Records for this task —
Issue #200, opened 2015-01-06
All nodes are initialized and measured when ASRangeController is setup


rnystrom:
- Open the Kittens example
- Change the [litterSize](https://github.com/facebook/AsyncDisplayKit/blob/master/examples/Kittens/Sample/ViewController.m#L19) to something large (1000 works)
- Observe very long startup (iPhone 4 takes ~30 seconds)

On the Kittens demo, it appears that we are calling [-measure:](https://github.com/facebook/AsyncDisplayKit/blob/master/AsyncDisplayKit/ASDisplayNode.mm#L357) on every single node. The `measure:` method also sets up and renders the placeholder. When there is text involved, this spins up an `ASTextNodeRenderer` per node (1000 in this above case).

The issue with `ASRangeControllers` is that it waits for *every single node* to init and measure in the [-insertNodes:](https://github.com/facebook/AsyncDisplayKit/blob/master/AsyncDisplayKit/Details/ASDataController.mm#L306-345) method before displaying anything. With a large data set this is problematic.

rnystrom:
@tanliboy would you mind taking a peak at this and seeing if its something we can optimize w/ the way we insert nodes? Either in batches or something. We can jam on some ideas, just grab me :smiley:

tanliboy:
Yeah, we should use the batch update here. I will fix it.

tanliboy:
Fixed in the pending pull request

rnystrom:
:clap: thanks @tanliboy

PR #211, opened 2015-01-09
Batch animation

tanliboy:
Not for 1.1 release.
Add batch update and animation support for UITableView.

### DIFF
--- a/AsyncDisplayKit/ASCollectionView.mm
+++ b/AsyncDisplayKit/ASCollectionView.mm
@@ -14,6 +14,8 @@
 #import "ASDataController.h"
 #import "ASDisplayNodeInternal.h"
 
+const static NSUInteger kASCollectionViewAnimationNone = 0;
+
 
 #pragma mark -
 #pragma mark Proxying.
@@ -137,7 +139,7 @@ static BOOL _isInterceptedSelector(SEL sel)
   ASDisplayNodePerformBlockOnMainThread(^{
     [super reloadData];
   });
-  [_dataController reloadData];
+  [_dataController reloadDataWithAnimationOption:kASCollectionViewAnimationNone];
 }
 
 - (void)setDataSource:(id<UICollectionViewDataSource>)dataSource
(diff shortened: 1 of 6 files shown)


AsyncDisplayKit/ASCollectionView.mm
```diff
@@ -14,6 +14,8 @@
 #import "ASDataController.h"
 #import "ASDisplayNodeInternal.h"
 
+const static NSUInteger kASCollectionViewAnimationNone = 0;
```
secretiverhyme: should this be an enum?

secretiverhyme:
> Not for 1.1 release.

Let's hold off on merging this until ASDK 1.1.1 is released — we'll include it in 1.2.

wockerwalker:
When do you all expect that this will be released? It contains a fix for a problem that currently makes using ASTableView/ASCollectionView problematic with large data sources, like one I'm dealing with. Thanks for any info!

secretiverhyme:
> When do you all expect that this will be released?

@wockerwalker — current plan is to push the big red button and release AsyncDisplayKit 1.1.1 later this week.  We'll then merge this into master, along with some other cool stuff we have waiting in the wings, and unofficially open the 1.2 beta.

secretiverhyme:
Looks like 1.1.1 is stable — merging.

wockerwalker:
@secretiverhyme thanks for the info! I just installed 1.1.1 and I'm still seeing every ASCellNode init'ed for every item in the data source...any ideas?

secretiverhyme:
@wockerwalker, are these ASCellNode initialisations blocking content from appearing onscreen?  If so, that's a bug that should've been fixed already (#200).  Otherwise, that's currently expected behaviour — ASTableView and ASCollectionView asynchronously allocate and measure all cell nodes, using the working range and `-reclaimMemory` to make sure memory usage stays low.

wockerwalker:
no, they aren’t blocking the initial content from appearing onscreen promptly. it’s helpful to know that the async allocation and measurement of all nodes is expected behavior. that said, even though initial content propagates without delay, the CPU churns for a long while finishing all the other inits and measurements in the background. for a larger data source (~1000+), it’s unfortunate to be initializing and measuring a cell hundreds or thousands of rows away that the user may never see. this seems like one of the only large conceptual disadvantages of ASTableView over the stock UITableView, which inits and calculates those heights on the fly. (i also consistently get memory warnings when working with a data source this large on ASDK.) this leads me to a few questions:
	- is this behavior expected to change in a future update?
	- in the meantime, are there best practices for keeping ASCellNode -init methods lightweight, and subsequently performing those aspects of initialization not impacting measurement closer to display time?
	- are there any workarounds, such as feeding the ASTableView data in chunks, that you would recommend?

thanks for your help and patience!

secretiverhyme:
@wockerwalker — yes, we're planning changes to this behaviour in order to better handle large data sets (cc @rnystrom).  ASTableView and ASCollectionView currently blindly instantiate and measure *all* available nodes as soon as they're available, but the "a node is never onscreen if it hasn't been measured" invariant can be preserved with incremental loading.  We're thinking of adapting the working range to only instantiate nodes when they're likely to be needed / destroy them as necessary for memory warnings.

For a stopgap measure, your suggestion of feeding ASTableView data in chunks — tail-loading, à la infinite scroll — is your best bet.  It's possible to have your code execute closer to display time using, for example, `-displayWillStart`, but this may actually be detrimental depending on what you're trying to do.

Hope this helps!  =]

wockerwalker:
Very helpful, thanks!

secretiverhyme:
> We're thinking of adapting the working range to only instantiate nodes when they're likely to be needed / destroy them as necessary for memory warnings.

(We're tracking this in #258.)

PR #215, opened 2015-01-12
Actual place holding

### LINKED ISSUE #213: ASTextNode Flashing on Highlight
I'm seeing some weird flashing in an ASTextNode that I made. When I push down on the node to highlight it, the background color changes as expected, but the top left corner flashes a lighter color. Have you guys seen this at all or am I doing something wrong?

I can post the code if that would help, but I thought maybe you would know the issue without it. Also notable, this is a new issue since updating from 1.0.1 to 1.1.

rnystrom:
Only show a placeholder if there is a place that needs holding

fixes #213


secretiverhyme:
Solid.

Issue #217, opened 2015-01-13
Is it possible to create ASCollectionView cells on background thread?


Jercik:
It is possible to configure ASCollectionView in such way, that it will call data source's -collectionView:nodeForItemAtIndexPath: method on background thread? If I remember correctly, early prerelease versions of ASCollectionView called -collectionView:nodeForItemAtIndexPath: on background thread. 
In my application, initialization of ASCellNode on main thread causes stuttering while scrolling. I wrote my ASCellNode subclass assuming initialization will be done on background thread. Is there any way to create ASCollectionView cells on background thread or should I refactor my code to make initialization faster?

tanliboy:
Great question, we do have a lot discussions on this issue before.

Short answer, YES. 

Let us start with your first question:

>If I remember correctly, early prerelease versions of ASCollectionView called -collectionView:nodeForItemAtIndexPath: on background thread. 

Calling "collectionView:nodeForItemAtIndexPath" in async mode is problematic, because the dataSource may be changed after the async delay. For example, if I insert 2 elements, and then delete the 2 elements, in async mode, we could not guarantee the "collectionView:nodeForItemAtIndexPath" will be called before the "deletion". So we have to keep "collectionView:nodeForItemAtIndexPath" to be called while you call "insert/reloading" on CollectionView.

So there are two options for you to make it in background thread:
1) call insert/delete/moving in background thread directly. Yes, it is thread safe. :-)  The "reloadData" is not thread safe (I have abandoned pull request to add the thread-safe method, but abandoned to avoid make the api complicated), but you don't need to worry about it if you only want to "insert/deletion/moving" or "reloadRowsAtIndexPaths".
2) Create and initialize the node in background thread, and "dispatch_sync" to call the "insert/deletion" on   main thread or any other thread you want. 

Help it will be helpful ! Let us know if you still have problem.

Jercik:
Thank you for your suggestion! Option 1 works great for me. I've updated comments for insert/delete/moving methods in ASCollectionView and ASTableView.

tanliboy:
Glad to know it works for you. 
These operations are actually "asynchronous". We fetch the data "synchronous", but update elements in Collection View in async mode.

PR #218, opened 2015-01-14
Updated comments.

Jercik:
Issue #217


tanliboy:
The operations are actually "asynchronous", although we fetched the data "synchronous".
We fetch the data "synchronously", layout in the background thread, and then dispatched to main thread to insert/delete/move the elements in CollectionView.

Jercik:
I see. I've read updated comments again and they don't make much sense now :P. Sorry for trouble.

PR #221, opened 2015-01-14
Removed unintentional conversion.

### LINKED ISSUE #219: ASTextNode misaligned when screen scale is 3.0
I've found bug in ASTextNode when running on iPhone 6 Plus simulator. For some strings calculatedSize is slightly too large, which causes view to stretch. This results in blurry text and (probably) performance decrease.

Work task — Your answer should consist of the lines from the material that contain "early".

Answer space —
It is possible to configure ASCollectionView in such way, that it will call data source's -collectionView:nodeForItemAtIndexPath: method on background thread? If I remember correctly, early prerelease versions of ASCollectionView called -collectionView:nodeForItemAtIndexPath: on background thread. 
>If I remember correctly, early prerelease versions of ASCollectionView called -collectionView:nodeForItemAtIndexPath: on background thread. 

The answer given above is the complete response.